XIII.

ПРЕБЫВАНИЕ В ЕВРОПЕ.

1.

Свадебное путешествие моих родителей изображено во всех подробностях моею матерью. Я отсылаю читателя к этой книге, которая должна появиться после войны, и ограничусь несколькими словами о жизни моих родителей заграницей.

После перерыва путешествия для отдыха в Вильне и Берлине, .мои родители приехали в Дрезден и устроились там на два. месяца. Они покинули Петербург во время одной из тех снежных вьюг, какие часто бывают в России в апреле; в Дрездене их встретила весна. Все деревья были в цвету, пели птицы, небо было синее, и вся природа имела праздничный вид. Эта внезапная перемена климата произвела на моих родителей большое впечатление. Они обедали на открытом воздухе на Брюлевской террасе, слушали музыку в Большом саду и исходили всю живописную Саксонскую Швейцарию. Их души раскрылись. Теперь, когда никакие недоброжелательные родственники не вторгались больше в их жизнь, они понимали друг друга лучше, чем прежде. Симпатия, которую мои родители чувствовали друг к другу до брака, вскоре перешла в истинную любовь, и наконец наступил их настоящий медовый месяц. Моя мать никогда не могла забыть этих двух волшебных месяцев. Позже, овдовев, она, всякий раз заканчивая свои многократные курсы лечения на карлсбадских и висбаденских водах, проводила еще несколько недель в Дрездене. Моя мать посещала тогда все места, где она некогда гуляла со своим мужем, снова смотрела те картины, которыми он любовался в знаменитой галлерее, обедала

61

в тех ресторанах, где когда-то обедала с ним, и мечтала о прошлом под звуки музыки в Большом саду...

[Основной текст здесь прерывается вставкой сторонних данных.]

Issue #1879, opened 2019-02-19
Setting background image/video


ThierryA:
- [x] Add field to sidebar for the page block to allow user to select an image or video for the background (beware YouTube)
- [x] Add focal point picker for background image
~~- [ ] Auto-cropping of excessive pixels~~ moved [here](https://github.com/ampproject/amp-wp/projects/10#card-18223712)

westonruter:
@swissspidy This will depend on reworking how layers are done. So hold off on this one until I get to that.

swissspidy:
> Auto-cropping of excessive pixels

Need some UX feedback for that I think.

Using the focal point picker component would basically mean re-cropping the image on every save when the focal point changes. Or we add a "Crop" button underneath the component so users can do the cropping manually.

westonruter:
What about doing the crop at the moment the post is published or updated?

ThierryA:
> What about doing the crop at the moment the post is published or updated?
+1 and as @swissspidy just brought up during our sync (at the office), probably on preview too since it is using image positioning the admin but AMP image on preview.

csossi:
verified in QA

PR #1896, opened 2019-02-22
[AMP Stories] Remove grid layer blocks in favor of flat structure

westonruter:
This PR removes the grid layer blocks in favor of exploring a flatter block structure in which layering will eventually be done via absolute positioning, as well as via setting fill image/video via the inspector for the page as a whole.

Todo:

- [x] Remove majority of now-unused CSS.
- [x] Determine why slash command insertion does not work.
- [x] Add page-level inserter, or make it so that the global inserter properly shows all blocks when selecting a page.
- [x] Prevent insertion of non-page blocks at root.
- [x] Remove duplication in allowed blocks list.
- [ ] ~Figure out why there is block validation failed for `core/paragraph` regarding font size.~
- [x] Restore animation attributes for elements (perhaps `getAmpStoryAnimationControls`).
- [x] Make sure page block has context menu present.
- [ ] Add a `InnerBlocks` area for CTA layer. (Probably in separate PR.)
- [ ] Add dynamic `fill` layer based on page props for image/video. (Probably in separate PR.)

See #1897.


westonruter:
@swissspidy Feel free to tackle any of the todos and push to this branch when you come online.

ThierryA:
_This PR will cover the "Removing Layer" task in #1897_

swissspidy:
> Figure out why there is block validation failed for `core/paragraph` regarding font size.

Since `large` is set as the default font size, I guess Gutenberg expects there to still be a `is-large-text` class when resetting the font style selection.

I wouldn't worry too much about it at the moment since we'll add a custom text block in #1893.

assets/src/amp-story-editor-blocks.js
```diff
@@ -0,0 +1,237 @@
...
+	 * Change the default block type to amp/amp-story-page.
+	 *
+	 * This way no paragraph blocks gets inserted when pressing enter in the <PostTitle> component.
+	 *
+	 * Ideally we could override the post title so that pressing enter results in a new block inserted
+	 * inside the first page block.
+	 *
+	 * Todo: set default block name to text block when already inside
+	 */
+	setDefaultBlockName( 'amp/amp-story-page' );
```
westonruter: I just discovered that this breaks slash command insertion.

assets/src/amp-story-editor-blocks.js
```diff
@@ -0,0 +1,222 @@
...
+domReady( () => {
+	/**
+	 * Change the default block type to amp/amp-story-page.
+	 *
+	 * This way no paragraph blocks gets inserted when pressing enter in the <PostTitle> component.
+	 *
+	 * Ideally we could override the post title so that pressing enter results in a new block inserted
+	 * inside the first page block.
+	 *
+	 * Todo: set default block name to text block when already inside
```
westonruter: This is causing a problem where a page can be inserted inside of a page:

image

image

image

swissspidy: Sounds like a pressing todo then :-)

I think we can improve this by subscribing to `getSelectedBlockClientId` (using `subscribe` from `@wordpress/data`):

Whenever that value is `null`, we set the default to `amp/amp-story-page`. Otherwise we change it to a text block.

swissspidy:
190fad4d75ccb4cf28be2665e6058b014e65f756 is interesting. Curious to see where the conflicts happened exactly.

That being said, `domReady` might not be necessary anymore because of 3728f51670c82c09c61e78a072cd23a5ca1518b8

assets/src/amp-story-editor-blocks.js
swissspidy: > Add page-level inserter, or make it so that the global inserter properly shows all blocks when selecting a page.

Maybe we need `subscribe` for that too... Will have to check next week

assets/src/amp-story-editor-blocks.js
westonruter: It breaks slash commands only when `'amp/amp-story-page'`. If I change to `'core/paragraph'` then it seems all good.

assets/src/amp-story-editor-blocks.js
westonruter: That seems to do the trick! See 8cc17ea

westonruter:
There are a couple React warnings that I'm seeing:

> Warning: Unsafe lifecycle methods were found within a strict-mode tree:
>    in StrictMode (created by t)
>    in t (created by r)
>    in r (created by Context.Consumer)
>    in WithSelect(t)
>
>componentWillUpdate: Please update the following components to use componentDidUpdate instead: t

Она говорила, что прожитые в Дрездене недели были лучшими в их путешествиях по Европе.

Я никогда не могла понять эту любовь девятнадцатилетней к сорокапятилетнему человеку и часто спрашивала мою мать, как могла она влюбиться в мужа, который был вдвое старше ее. «Но ведь он был молод, — отвечала она тогда, смеясь. — Если бы ты знала, как молод был еще твой отец! Он смеялся, шутил, все его забавляло, как молодого человека. Твой отец был гораздо интереснее, гораздо бодрее современных ему молодых людей, носивших по тогдашней моде очки и имевших вид профессоров зоологии».

Моя мать всю свою жизнь говорила о своем муже, как об идеальном человеке, и, став вдовой, воспитывала своих детей в культе отца.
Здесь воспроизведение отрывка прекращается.